Football stadium in Rafaela, Argentina

Estadio Nuevo Monumental is a football stadium located in the city of Rafaela of Santa Fe Province, Argentina. The stadium is owned and operated by club Atlético de Rafaela. The stadium has a capacity of 14,660 spectators and was inaugurated in 1953. The venue changed its name to "Nuevo Monumental" after being refurbished to host Primera División matches in 2003.

== History ==
The first venue of Atlético Rafaela was a field on Santa Fe and Belgrano streets, it had 100 x 70 m. The club rented it during two years for m$n 5 per month. In 1914, the club rented another stadium, remaining there four years for $ 10 a month.

In 1921 the club made a proposal to acquire the land on the block bounded by Urquiza, Primera Junta, Víctor Manuel and Dentesano streets. The offer was accepted, and both parts agreed a first payment of m$n10,000. As Atlético Rafaela only had m$n7,600 funds, the rest of the money was got from benefits raffles and loans from the Municipality of Rafaela and the provincial government.

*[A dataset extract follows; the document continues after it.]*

PR #912, opened 2024-11-13
Reconcile Routes and ZenExtension later

rwhundley:
Originating issue: [PrivateCloud-analytics/Zen#39543](https://github.ibm.com/PrivateCloud-analytics/Zen/issues/39543)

The land was fenced in 1921, and one year later, a small grandstand was built. The Banco Provincial de Santa Fe (Santa Fe Provincial Bank) granted the club a mortgage loan of $35,000 that allowed Atlético de Rafaela to make the notarial recording, becoming the official owner of that land. Once the land was acquired, the club built the stadium, with goal posts placed on Urquiza and Víctor Manuel streets. A concrete grandstand was built on the north side of the venue. Besides, a basketball court was built on Dentesano street.

The stadium was officially inaugurated on 12 October 1953 in a friendly match v Platense won by the Calamar 5–3. In 1965 the venue inaugurated its lighting system in a friendly match v Atlanta, which won 5–2. President of Atlanta León Kolbowski kicked off the match.

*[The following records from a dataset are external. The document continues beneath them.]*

PR #925, opened 2025-01-06
Always update values in platform-auth-idp when triggered

rwhundley:
Originating issue: [IBMPrivateCloud/roadmap#65604](https://github.ibm.com/IBMPrivateCloud/roadmap/issues/65604)

* Add a check to be sure that, if a selected key is not present in the observed ConfigMap that is present in the generated one, the selected key is added to the observed ConfigMap.
* Always update DEFAULT_LOGIN to whatever is set in the Authentication CR.
* Update test to account for this change.


Tirumalavasa (approved):
/lgtm

PR #926, opened 2025-01-08
Updated golang.org/x/net v0.33.0 & golang.org/x/crypto v0.31.0[SC2]

Raniprathyusha:


go.mod
```diff
@@ -93,6 +93,6 @@ require (
 	sigs.k8s.io/yaml v1.3.0 // indirect
 )
 
-replace golang.org/x/crypto => golang.org/x/crypto v0.17.0
+replace golang.org/x/crypto => golang.org/x/crypto v0.31.0
```
rwhundley, line 96: You can remove both `replace` lines because the indirects already use the correct version.

rwhundley (changes requested):

PR #8893, opened 2024-11-28
Parasol: NFD workload fixes + Deployment end check

guimou:
##### SUMMARY

Two changes.
1) In the `ocp4_workload_nvidia_gpu_setup`, modify NFD deployment. The operand image version becomes a variable, with the default set at `registry.redhat.io/openshift4/ose-node-feature-discovery-rhel9:v4.17`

After Atlético de Rafaela promoted to Primera División when the squad won the 2002–03 Primera B Nacional championship, the stadium was refurbished in order to fulfil the AFA requirements for top-division venues. The stadium was re-inaugurated under the name "Nuevo Monumental" on 24 August 2023 in the Atlético Rafaela vs Colón match of 2003–04 Argentine Primera División. When Atlético made a new return to Primera División after winning their second B Nacional tournament in 2011, the club built VIP boxes in the stadium and expanded the measurements of the pitch.

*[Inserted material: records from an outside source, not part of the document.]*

PR #8951, opened 2025-01-06
Add multi-platform support for execution environment

marcosmamorim:
##### SUMMARY

- Updated `install_binaries.sh` to dynamically detect system architecture (`ARCH`)
- Modified OpenShift CLI (`oc`) installation to use RHEL 8 version with architecture-specific tarballs.
- Adjusted AWS CLI download URL to include architecture detection.
- Added placeholder for Bitwarden CLI installation, as it does not support ARM64 yet.

##### ISSUE TYPE
- Feature Pull Request

##### COMPONENT NAME
ee-multicloud-public

### DIFF
--- a/.github/workflows/build-ee.yml
+++ b/.github/workflows/build-ee.yml
@@ -32,6 +32,16 @@ jobs:
 
       - uses: actions/setup-python@v4
 
+      - name: Setup QEMU for multi-platform builds
+        uses: docker/setup-qemu-action@v2
+        with:
+          platforms: all
+
+      - name: Install dependencies
+        run: |
+          sudo apt-get update
+          sudo apt-get install -y qemu binfmt-support
+
       - name: Buildah Action
         uses: redhat-actions/buildah-build@v2
         id: build-image
--- a/.github/workflows/build-ee.yml
+++ b/.github/workflows/build-ee.yml
@@ -32,15 +32,15 @@ jobs:
 
       - uses: actions/setup-python@v4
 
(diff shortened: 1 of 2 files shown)


.github/workflows/build-ee.yml
```diff
@@ -32,16 +32,36 @@ jobs:
...
+        run: |
+          sudo apt-get update
+          sudo apt-get install -y qemu binfmt-support
+
+      - name: Setup QEMU for multi-platform builds
+        uses: docker/setup-qemu-action@v2
+        with:
+          platforms: all
+
+      - name: Cache Buildah layers
```
marcosmamorim, line 45: @fridim I added cache layer here, it will improve the performance to rebuild the images

tools/execution_environments/ee-multicloud-public/install_binaries.sh
```diff
@@ -24,9 +37,8 @@ rm bw bw.zip
 
 
 # AWS CLI
-
 aws_version=2.4.23
-curl -s -L "https://awscli.amazonaws.com/awscli-exe-linux-x86_64-${aws_version}.zip" \
+curl -s -L "https://awscli.amazonaws.com/awscli-exe-linux-$(uname -m)-${aws_version}.zip" \
```
fridim, line 41: shouldn't you be using $ARCH that you set earlier?

marcosmamorim: @fridim didn't work with arm, that's why I'm using uname there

In March 2023, Atlético de Rafaela announced the construction of a new stadium located on the north side of the city with a capacity of 15,000 spectators. The reason to move the venue is based on Nuevo Monumental Stadium is located on a densely populated area that limits its use in professional matches. The project also includes the construction of a multi purpose indoor stadium.